WORK ITEM: Only an exact repetition of the entries will do.

*** GIVEN RECORDS Section Begins ***

PR #10437, opened 2021-09-09
Add sphinx-autobuild for easier docs development

pmac:
@reemhamz @maureenlholland give this a try. It adds a make command. Do this:

```shell
$ pip install -r requirements/docs.txt
$ make livedocs
```

That will build the docs, start a local server at http://localhost:8000, open a browser tab for it, and watch for changes in the docs directory. If it detects changes it will rebuild the docs and reload your browser.

PR #10438, opened 2021-09-10
More docs improvements

pmac:
Followup from #10437:

- Fix docs formating errors and warnings from Sphinx
- Change the `make docs` command to start an auto-build-reload server using Docker:
  * `make docs` does this using Docker
  * `make livedocs` does this locally
  * `make build-docs` just builds the docs using Docker

### DIFF
--- a/Makefile
+++ b/Makefile
@@ -22,8 +22,9 @@ help:
 	@echo "  test          - run tests against local files"
 	@echo "  test-image    - run tests against files in docker image"
 	@echo "  test-cdn      - run CDN tests against TEST_DOMAIN"
-	@echo "  docs          - generate Sphinx HTML documentation"
+	@echo "  docs          - generate Sphinx HTML documentation with server and live reload using Docker"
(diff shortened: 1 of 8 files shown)


maureenlholland (approved):
r+ 📝 ! Docker and local working great - thanks!

If we want to be squeaky clean, there is one last warning that could be addressed, but it's not a block:

`/app/docs/install.rst:236: WARNING: Explicit markup ends without a blank line; unexpected unindent.`

pmac:
> If we want to be squeaky clean, there is one last warning that could be addressed, but it's not a block:

I know. I can't seem to find the magical incantation to make that go away. I'll poke at it a bit more. It is very annoying to leave that one warning.

maureenlholland:
@pmac I think it just wants a blank line before the Localization heading

pmac:
Yup. You're right. Sleep helped me. I was banging my head against this on Friday. All of the other warnings I was working on were in the contentful file, and I failed to notice that this one was in install.rst 🤦‍♂️ All fixed up now.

*** GIVEN RECORDS Section Ends ***

RESULT FOR THIS EXERCISE:
PR #10437, opened 2021-09-09
Add sphinx-autobuild for easier docs development

pmac:
@reemhamz @maureenlholland give this a try. It adds a make command. Do this:

```shell
$ pip install -r requirements/docs.txt
$ make livedocs
```

That will build the docs, start a local server at http://localhost:8000, open a browser tab for it, and watch for changes in the docs directory. If it detects changes it will rebuild the docs and reload your browser.

PR #10438, opened 2021-09-10
More docs improvements

pmac:
Followup from #10437:

- Fix docs formating errors and warnings from Sphinx
- Change the `make docs` command to start an auto-build-reload server using Docker:
  * `make docs` does this using Docker
  * `make livedocs` does this locally
  * `make build-docs` just builds the docs using Docker

### DIFF
--- a/Makefile
+++ b/Makefile
@@ -22,8 +22,9 @@ help:
 	@echo "  test          - run tests against local files"
 	@echo "  test-image    - run tests against files in docker image"
 	@echo "  test-cdn      - run CDN tests against TEST_DOMAIN"
-	@echo "  docs          - generate Sphinx HTML documentation"
+	@echo "  docs          - generate Sphinx HTML documentation with server and live reload using Docker"
(diff shortened: 1 of 8 files shown)


maureenlholland (approved):
r+ 📝 ! Docker and local working great - thanks!

If we want to be squeaky clean, there is one last warning that could be addressed, but it's not a block:

`/app/docs/install.rst:236: WARNING: Explicit markup ends without a blank line; unexpected unindent.`

pmac:
> If we want to be squeaky clean, there is one last warning that could be addressed, but it's not a block:

I know. I can't seem to find the magical incantation to make that go away. I'll poke at it a bit more. It is very annoying to leave that one warning.

maureenlholland:
@pmac I think it just wants a blank line before the Localization heading

pmac:
Yup. You're right. Sleep helped me. I was banging my head against this on Friday. All of the other warnings I was working on were in the contentful file, and I failed to notice that this one was in install.rst 🤦‍♂️ All fixed up now.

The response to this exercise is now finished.